Benchmarking C, Python, and Rust on the "sp" problem

Overview

Fast SP

Various implementations of the problem in this blog post.

Requirements

To run this, you will need Rust Nightly and Python 3.8+ with numpy.

Rust (nightly) Use [rustup](https://www.rust-lang.org/tools/install) to install a Rust toolchain, then install a nightly toolchain:
rustup update -- nightly

Then run rustup override set nightly to use the Rust nightly in the current directory.

Python 3.8+ with NumPy The test cases were generated using NumPy shenanigans.

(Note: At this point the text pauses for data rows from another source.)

PR #1831, opened 2023-04-03
vdk-dag: Rename vdk-meta-jobs to vdk-dag

gageorgiev:
This PR renames the vdk-meta-jobs plugin to vdk-dags as per the agreement. All references to "Meta Job" have been replaced by "DAG" in appropriate ways. Most importantly, the user-facing API has changed from `MetaJobInput().run_meta_job(jobs)` to `DagInput().run_dag(jobs)`.

Next steps are to correct the example, both in the repo and the wiki, and correct the blogpost.

Testing done: pipelines

PR #1873, opened 2023-04-10
vdk-meta-jobs: improve DAGs code documentation 

yonitoo:
What:
Improve the DAGs code documentation by ensuring all fields and public methods have documentation. 
Add code docs where it was missing.

Testing Done: not needed as only code docs were added

### DIFF
--- a/projects/vdk-plugins/vdk-meta-jobs/src/vdk/plugin/meta_jobs/api/meta_job.py
+++ b/projects/vdk-plugins/vdk-meta-jobs/src/vdk/plugin/meta_jobs/api/meta_job.py
@@ -10,7 +10,13 @@ from typing import List
 @dataclass
 class SingleJob:
     """
-    TODO
+    This class represents a single job to be executed.
+
+    :param job_name: The name of the job.
+    :param team_name: The name of the team that owns the job.
+    :param fail_dag_on_error: A boolean flag indicating whether the job should be executed.
+    :param arguments: A JSON-serializable dictionary of arguments to be passed to the job.
+    :param depends_on: A list of names of jobs that this job depends on.
     """
 
     job_name: str
@@ -22,18 +28,25 @@ class SingleJob:
 @dataclass
 class MetaJob(SingleJob):
     """
-    TODO
+    This class represents a DAG Job, which is a single job itself and consists of single jobs - the orchestrated ones.
+
+    :param jobs: A list of the orchestrated jobs
     """
 
     jobs: List[SingleJob] = field(default_factory=list)
 
 
 class IMetaJobInput(abc.ABC):
+    """
+    This class is responsible for the DAG job run.
+    """
+
     @abstractmethod
     def run_meta_job(self, meta_job: MetaJob):
         """
-        TODO
-        :param meta_job:
+        Runs the given DAG job.
+
+        :param dag: the DAG job to be run
         :return:
         """
         pass
--- a/projects/vdk-plugins/vdk-meta-jobs/src/vdk/plugin/meta_jobs/meta_configuration.py
+++ b/projects/vdk-plugins/vdk-meta-jobs/src/vdk/plugin/meta_jobs/meta_configuration.py
@@ -18,29 +18,64 @@ META_JOBS_MAX_CONCURRENT_RUNNING_JOBS = "META_JOBS_MAX_CONCURRENT_RUNNING_JOBS"
 
 class MetaPluginConfiguration:
     def __init__(self, config: Configuration):
+        """
+
+        :param config: the DAG plugin configuration
+        """
         self.__config = config
 
     def meta_jobs_delayed_jobs_min_delay_seconds(self):
+        """
+        Returns the minimum delay time for a delayed job to be executed in seconds.
+
+        :return: the number of seconds for the minimum delay of a delayed job
+        """
         return self.__config.get_value(META_JOBS_DELAYED_JOBS_MIN_DELAY_SECONDS)
 
     def meta_jobs_delayed_jobs_randomized_added_delay_seconds(self):
+        """
+        Returns the additional randomized delay time in seconds to the minimum delay time of a delayed job.
+
+        :return: the number of seconds for the additional randomized delay of the delayed jobs
+        """
         return self.__config.get_value(
             META_JOBS_DELAYED_JOBS_RANDOMIZED_ADDED_DELAY_SECONDS
         )
 
     def meta_jobs_dag_execution_check_time_period_seconds(self):
+        """
+        Returns the frequency at which the system checks a DAG execution's status.
+
+        :return: the frequency in seconds at which the system checks a DAG execution's status
+        """
         return self.__config.get_value(
             META_JOBS_DAG_EXECUTION_CHECK_TIME_PERIOD_SECONDS
         )
 
     def meta_jobs_time_between_status_check_seconds(self):
+        """
+        Returns the time interval in seconds between status checks for a job.
+
+        :return: the number of seconds between status checks for a job.
+        """
         return self.__config.get_value(META_JOBS_TIME_BETWEEN_STATUS_CHECK_SECONDS)
 
     def meta_jobs_max_concurrent_running_jobs(self):
+        """
+        Returns the limit of concurrent running jobs.
+
+        :return: the number of maximum concurrent running jobs
+        """
         return self.__config.get_value(META_JOBS_MAX_CONCURRENT_RUNNING_JOBS)
 
 
 def add_definitions(config_builder: ConfigurationBuilder):
+    """
+    Defines what configuration settings are needed for the DAGs plugin with reasonable defaults.
+
+    :param config_builder: the builder used to add the configuration variables
+    :return:
+    """
     config_builder.add(
         key=META_JOBS_DELAYED_JOBS_MIN_DELAY_SECONDS,
         default_value=30,
--- a/projects/vdk-plugins/vdk-meta-jobs/src/vdk/plugin/meta_jobs/plugin_entry.py
+++ b/projects/vdk-plugins/vdk-meta-jobs/src/vdk/plugin/meta_jobs/plugin_entry.py
@@ -13,9 +13,19 @@ from vdk.plugin.meta_jobs.meta_configuration import MetaPluginConfiguration
 
 
 class MetaJobsPlugin:
+    """
+    This module is responsible for managing the interaction between the DAGs plugin and VDK commands.
+    """
+
     @staticmethod
     @hookimpl
     def run_job(context: JobContext) -> None:
+        """
+        Sets the DAGs plugin configuration and other parameters.
+
+        :param context: the job context
+        :return:
+        """
         # TODO: there should be less hacky way
         meta_job_runner.TEAM_NAME = context.core_context.configuration.get_value(
             JobConfigKeys.TEAM
@@ -27,9 +37,22 @@ class MetaJobsPlugin:
     @staticmethod
     @hookimpl
     def vdk_configure(config_builder: ConfigurationBuilder) -> None:
+        """
+        Adds the DAG-related configuration variables.
+
+        :param config_builder: the builder used to add the configuration variables
+        :return:
+        """
         add_definitions(config_builder)
 
 
 @hookimpl
 def vdk_start(plugin_registry: IPluginRegistry, command_line_args: List):
+    """
+    Loads the DAGs plugin.
+
+    :param plugin_registry: plugin registry used to register the plugin and its hooks
+    :param command_line_args: a list of command line args passed to VDK
+    :return:
+    """
     plugin_registry.load_plugin_with_hooks_impl(MetaJobsPlugin(), "MetaJobsPlugin")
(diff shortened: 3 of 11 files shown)


projects/vdk-plugins/vdk-meta-jobs/src/vdk/plugin/meta_jobs/time_based_queue.py
```diff
@@ -36,6 +36,12 @@ def __init__(
         self._dequeue_timeout_seconds = dequeue_timeout_seconds
 
     def enqueue(self, element):
+        """
+        Adds an element to the queue.
+
+        :param element: the element to be added to the queue
```
duyguHsnHsn, line 42: Maybe add some info for what type of element is expected

duyguHsnHsn (approved):

projects/vdk-plugins/vdk-meta-jobs/src/vdk/plugin/meta_jobs/plugin_entry.py
```diff
@@ -27,9 +37,22 @@ def run_job(context: JobContext) -> None:
...
 @hookimpl
 def vdk_start(plugin_registry: IPluginRegistry, command_line_args: List):
+    """
+    Loads the DAGs plugin.
+
+    :param plugin_registry: plugin registry used to register the plugin and its hooks
+    :param command_line_args: a list of command line args passed to VDK
+    :return:
+    """
     plugin_registry.load_plugin_with_hooks_impl(MetaJobsPlugin(), "MetaJobsPlugin")
```
ivakoleva, line 58: nit: My recommendation is, not to spend redundant effort in documenting trivial code blocks, so that it's less noisy. In case anything in particular has to be said, then providing documentation is excellent.

projects/vdk-plugins/vdk-meta-jobs/src/vdk/plugin/meta_jobs/plugin_entry.py
```diff
@@ -13,9 +13,19 @@
 
 
 class MetaJobsPlugin:
+    """
+    This module is responsible for managing the interaction between the DAGs plugin and VDK commands.
```
ivakoleva, line 17: nit: It is obvious that each `*Plugin` class or `plugin` file in `vdk-plugins/`, is meant to self-register & parse configurations if any, then hook to be evaluated in data job runtime.

projects/vdk-plugins/vdk-meta-jobs/src/vdk/plugin/meta_jobs/plugin_entry.py
```diff
@@ -13,9 +13,19 @@
 
 
 class MetaJobsPlugin:
```
ivakoleva, line 15: nit: the `plugin_entry.py` contains MetaJobsPlugin class, and a static method; why not using `<feature>-plugin.py` naming convention that is common to probably most of the plugins we do?

projects/vdk-plugins/vdk-meta-jobs/src/vdk/plugin/meta_jobs/api/meta_job.py
```diff
@@ -10,7 +10,13 @@
...
 class SingleJob:
     """
-    TODO
+    This class represents a single job to be executed.
+
+    :param job_name: The name of the job.
+    :param team_name: The name of the team that owns the job.
+    :param fail_dag_on_error: A boolean flag indicating whether the job should be executed.
+    :param arguments: A JSON-serializable dictionary of arguments to be passed to the job.
+    :param depends_on: A list of names of jobs that this job depends on.
```
ivakoleva, line 19: Are job_name, team_name and arguments applicable data jobs defined in vdk-core?
What's unique about a DAG, is depends_on and fail_dag_on_error?

projects/vdk-plugins/vdk-meta-jobs/src/vdk/plugin/meta_jobs/api/meta_job.py
```diff
@@ -22,18 +28,25 @@ class SingleJob:
...
     """
 
     jobs: List[SingleJob] = field(default_factory=list)
 
 
 class IMetaJobInput(abc.ABC):
+    """
+    This class is responsible for the DAG job run.
+    """
+
```
ivakoleva, line 43: What's the commonality between `IMetaJobInput` and `IJobInput`?

projects/vdk-plugins/vdk-meta-jobs/src/vdk/plugin/meta_jobs/api/meta_job.py
```diff
@@ -10,7 +10,13 @@
 @dataclass
 class SingleJob:
     """
```
ivakoleva, line 12: What's the diff between IStandaloneDataJob and SingleJob?

projects/vdk-plugins/vdk-meta-jobs/src/vdk/plugin/meta_jobs/api/meta_job.py
yonitoo: Yes, indeed. The difference between DAG and other jobs are the dependencies and the fail_dag_on_error flag.

projects/vdk-plugins/vdk-meta-jobs/src/vdk/plugin/meta_jobs/plugin_entry.py
yonitoo: you are right, it seems like a good idea to change it to dags_plugin.py

projects/vdk-plugins/vdk-meta-jobs/src/vdk/plugin/meta_jobs/plugin_entry.py
yonitoo: I agree I might have overkilled it slightly. Should I remove the already written kinda obvious docs or take it as a recommendation for similar future efforts?

projects/vdk-plugins/vdk-meta-jobs/src/vdk/plugin/meta_jobs/plugin_entry.py
yonitoo: yep, should I remove the accompanying documentation?

projects/vdk-plugins/vdk-meta-jobs/src/vdk/plugin/meta_jobs/api/meta_job.py
yonitoo: I don't think there is anything in common.

projects/vdk-plugins/vdk-meta-jobs/src/vdk/plugin/meta_jobs/time_based_queue.py
yonitoo: The expected type of element depends on the use case. In the current implementation, we only use it for the DAG's delayed starting jobs but I am not sure if we should add a particular type because we might need the queue for some other objects in the future.

tozka: Duygu has a point. 

We shoudl use type hints everywhere. For such generic class time TimeBasedQueue (similarly to List, queue, deque, etc) we can use 
A) typing.Any to indicate it can be any
B) Better option -> use generics then user would pick the type `queue = TimeBasedQueue[int]` for example) 

For now A) is good enough.

projects/vdk-plugins/vdk-meta-jobs/src/vdk/plugin/meta_jobs/meta_configuration.py
```diff
@@ -18,29 +18,64 @@
...
+        """
+        Returns the minimum delay time for a delayed job to be executed in seconds.
+
+        :return: the number of seconds for the minimum delay of a delayed job
+        """
         return self.__config.get_value(META_JOBS_DELAYED_JOBS_MIN_DELAY_SECONDS)
 
     def meta_jobs_delayed_jobs_randomized_added_delay_seconds(self):
+        """
+        Returns the additional randomized delay time in seconds to the minimum delay time of a delayed job.
```
tozka, line 37: Refer to the detailed configuration description. You can use seealso in reStructuredText I think: 

https://www.sphinx-doc.org/en/master/usage/restructuredtext/directives.html#directive-seealso

projects/vdk-plugins/vdk-meta-jobs/src/vdk/plugin/meta_jobs/api/meta_job.py
ivakoleva: nit: This may be a separate design topic to this PR.

Looking at the names, they are both job input interfaces and one is for a DAG, and the other one is for a composite data job. 

From _API perspective_, however, those are now used differently -> the `JobInput` object is **managed by VDK**, and provided to the user via run method parameters; while `DagJobInput` instance is expected to be managed (created and handled) by the user.
And that's why, IDagJobInput does not extend IJobInput, from _OOP perspective_.

So now, `file_based_step.py` supports:
```
@staticmethod
    def run_python_step(step: Step, job_input: IJobInput) -> bool:
```

And, as a user extending VDK, I would appreciate extensibility of file steps of type python. 😊 
So that, having 
```
def run(dag_job_input: IDagJobInput):
```
is also a valid step of type Python.

projects/vdk-plugins/vdk-meta-jobs/src/vdk/plugin/meta_jobs/meta_configuration.py
yonitoo: Done although I'm not sure this is the best way to do these directives.

projects/vdk-plugins/vdk-meta-jobs/src/vdk/plugin/meta_jobs/time_based_queue.py
yonitoo: Alright. Done.

projects/vdk-plugins/vdk-meta-jobs/src/vdk/plugin/meta_jobs/plugin_entry.py
yonitoo: Done.

projects/vdk-plugins/vdk-meta-jobs/src/vdk/plugin/meta_jobs/api/meta_job.py
yonitoo: I think I understand your point. We can take this topic to a separate discussion - share more thoughts about the cons of the current approach and the benefits of having such common interface and the implementation details around this. should we open a GitHub issue about it? What do you think?

tozka:
Once https://github.com/vmware/versatile-data-kit/pull/1831 is merged you will need to "cross port" your changes there.

yonitoo:
Yes! We discussed this with @gageorgiev and I will adapt this MR to the changes once the one you mentioned is merged.

projects/vdk-plugins/vdk-meta-jobs/src/vdk/plugin/meta_jobs/api/meta_job.py
ivakoleva: In summary of VDK Core API, 

(1) There is one (primary) **abstraction of what a Data Job is**, and that is `DataJob` class defined run built-in plugin https://github.com/vmware/versatile-data-kit/blob/main/projects/vdk-core/src/vdk/internal/builtin_plugins/run/data_job.py#L233
* It has name, source directory, context, and also could be run.

(2) Then...we have IStandaloneDataJob defined by https://github.com/vmware/versatile-data-kit/blob/main/projects/vdk-core/src/vdk/api/data_job.py#L11

* It has name, source directory, job args, and could be entered.

**The problem is**, those two abstractions obviously describe the same stuff - a Data Job - however, from _OOP perspective_, those interfaces don't have commonalities. That's the gap, that needs to be addressed.

(3) _And, again, this may be a separate design discussion than this PR_,
however it is related, because now we have another MetaJob abstraction, that is actually a Data Job as well. And, again, the same problem of lacking any link to a definitive Data Job interface. What a Data Job is, remains API-incoherent still, and we should address it.

ivakoleva (approved):
I think less is more, so I'm in favour of removing rather than cluttering with docs. If there is something unordinary that needs to be documented, we may keep the comment to help the reader focus and understand what's important.

projects/vdk-plugins/vdk-meta-jobs/src/vdk/plugin/meta_jobs/api/meta_job.py
yonitoo: Wow, thanks for the detailed information! I totally agree that this should be addressed and that we should find a way to unify the logic instead of dealing with 3 abstractions. I suggest we take this topic into a separate task.

projects/vdk-plugins/vdk-meta-jobs/src/vdk/plugin/meta_jobs/plugin_entry.py
yonitoo: Removed some obvious docs.

projects/vdk-plugins/vdk-meta-jobs/src/vdk/plugin/meta_jobs/plugin_entry.py
yonitoo: Removed it.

You probably want to create a virtual environment, and install NumPy inside it. Here's one way to do it:

python3 -m venv .venv
source .venv/bin/activate
pip install -r requirements.txt

Running the benchmarks

Note: the cargo bench must be run before profiling Python (I'm sorry).

Benchmark C and Rust:

cargo bench

Benchmark Python (ensure NumPy is installed):

python3 python/benchmark-python.py

"Data analysis"

If you want to try analyzing results, you will need to install additional Python packages. In your virtual environment, run this:

python3 -m pip install -r requirements-dev.txt

This was really janky. So I just copy-pasted the output from the benchmarks straight from my terminal into a file called output.txt, but I guess you can do this:

cargo bench | tee output.txt &&\
  python3 python/benchmark-python.py | tee -a output.txt

And then run the script to parse this file:

python3 ./analyze-data-from-cargo-bench-output.py output.txt

Implementations

  • c_original — the original implementation from the blog post.
  • c_for_loop — a straightforward C implementation, with buffer size given (no need to find the null-terminator).
  • c_while_loop — a slight variation on the original.
  • rust_for_loop — a Rust implementation that uses a for loop and mutable state.
  • rust_iter — a Rust implementation that uses a for loop and mutable state.
  • rust_simd — a Rust implementation that uses Portable SIMD.
  • python_for_loop — Python code to analyze buffer byte-by-byte.
  • python_numpy — solution that uses NumPy.

Benchmarks

There were two test cases that I used:

  • random_printable: 12 MiB of random printable ASCII characters.
  • random_sp: 12 MiB of either the ASCII character s or p.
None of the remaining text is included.